I grew up in a small rural community in Ireland. It occurred to me that I possessed expert knowledge about the area that was probably not widely known or documented. However, I wasn’t sure that the knowledge I had would be useful in any way. I went to Wikipedia and spent some time browsing. I came across a Wikipedia article about an ancient landmark, the Annadorn dolmen that was well known locally. I remembered it vividly from my childhood. I noticed that there was a banner saying that this article was an orphan.
I clicked on the link to learn more about orphaned articles and found that there were no links from other articles to this article, which meant that this article was apparently hard to find unless a searcher had very specific information. I clicked on a few more links to learn what I could do about the article’s orphan status. After a little more research, I found another Wikipedia article dolmens with a section on dolmens in Europe. Within that section, there was a paragraph on dolmens in Ireland, with some examples. The north of Ireland (where I am from) was mentioned, but there were no examples. So … I edited the dolmens article by adding a linked example of the Annadorn dolmen.
I hope I’ve done it correctly! Before I did any actual editing, I read a Wikipedia article on how to edit Wikipedia and FAQs about editing. I opened a Wikipedia account (as advised by the articles) and tested my edit in my sandbox. Despite testing and getting the desired results in the sandbox, I mucked up the link twice before I got it working in Wikipedia. I’m a little overwhelmed by the responsibility of editing Wikipedia and the global consequences of any mistakes I might have made. I’ve checked the link, via several routes, and it seems okay. I’m still waiting for a scolding email from someone to tell me I’ve mucked up the whole system …
As I reflect on my own process, it occurs to me what a powerful thing it is for students to participate as global collaborators and contributors. I see strong connections to the previous module on digital citizenship; as students contribute more, and more publicly, it becomes increasingly important that they have a deep understanding of the importance of on-line integrity.
This week’s challenge is to revisit a project and align the project objective with a set of standards. For this challenge, I decided to reflect on our collaborative writing wiki project and to align the objectives with the ISTE NETS for students.

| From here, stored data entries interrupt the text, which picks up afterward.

PR #317846, opened 2026-05-21
fix: memory leak in ipc.electron.ts

SimonSiefke:
Fixes a memory leak in ipc.electron.ts

### Details

When a client connects, it is stored in `Server.Clients`. But it seems when a client disconnects, its entry from `Server.Clients` isn't removed.

```ts
const onDidClientReconnect = new Emitter<void>();
Server.Clients.set(id, toDisposable(() => onDidClientReconnect.fire()));
```

### Change

The changes tries to ensure when a client disconnects, its entry from `Server.Clients` is removed as well.

```ts
const onDidClientReconnect = new Emitter<void>();
Server.Clients.set(id, toDisposable(() => onDidClientReconnect.fire()));

/* Ensure to remove entry from Server.Clients on disconnect  */
Event.once(onDidClientDisconnect)(() => {
	if (Server.Clients.get(id) === reconnectDisposable) {
		Server.Clients.delete(id);
	}
	onDidClientReconnect.dispose();
});
```

### Before

When opening and closing a new window 17 times, the number of functions in ipc.electron.ts seems to grow by one each time: 

window-open-new 0

### After

When opening and closing a new window 17 times, no more leak in ipc.electron.ts is detected *(if you look closely at the charts there is one less row)*:

window-open-new 5


dmitrivMS (approved):

dmitrivMS:
@SimonSiefke Thank you!

bhavyaus (approved):

PR #317856, opened 2026-05-21
agent-host: stop config pickers flashing during resolveSessionConfig

connor4312:
When a user changes a session-config picker (isolation, branch, autoApprove, mode, claude permission mode) on an agent-host new session, all schema-driven pickers visually disappear and reappear while the async `resolveSessionConfig` round-trip runs.

## Root cause

`NewSession.setConfigValue` wiped the cached schema to `{ properties: {} }` during the optimistic update, so every well-known mode / autoApprove guard returned `false` and hid its picker until the new schema arrived ~200–500 ms later.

In our planning documents we had identified the purpose of the wiki as:
- to provide students witn an authentic audience for their writing
- to give students an opportunity to work collaboratively
- to enable parent involvement
- to provide opportunities for differentiation so that students can work at their own levels, scaffolded and extended at a level that is right for each child
When I cross-referenced these purposes with the NETS, I found that the purposes were closely aligned with Communication and Collaboration, 2a and 2b
As I read through the rest of the NETS I realized that we do coven many of the outcomes at a level that is appropriate for Kindergarten. However, currently we don’t have a structure for tracking or assessing technology outcomes. They are planned for and documented in the appropriate subject-specific planners, but we don’t have an overview. This can lead to gaps. It would be useful to have some way of getting a “whole picture” view. I find the ISTE NETS useful for my own personal record. I would like us, as a school, to put in place some structure to help us track and evaluate students’ skills, knowledge, attitudes and understanding as they move through the school.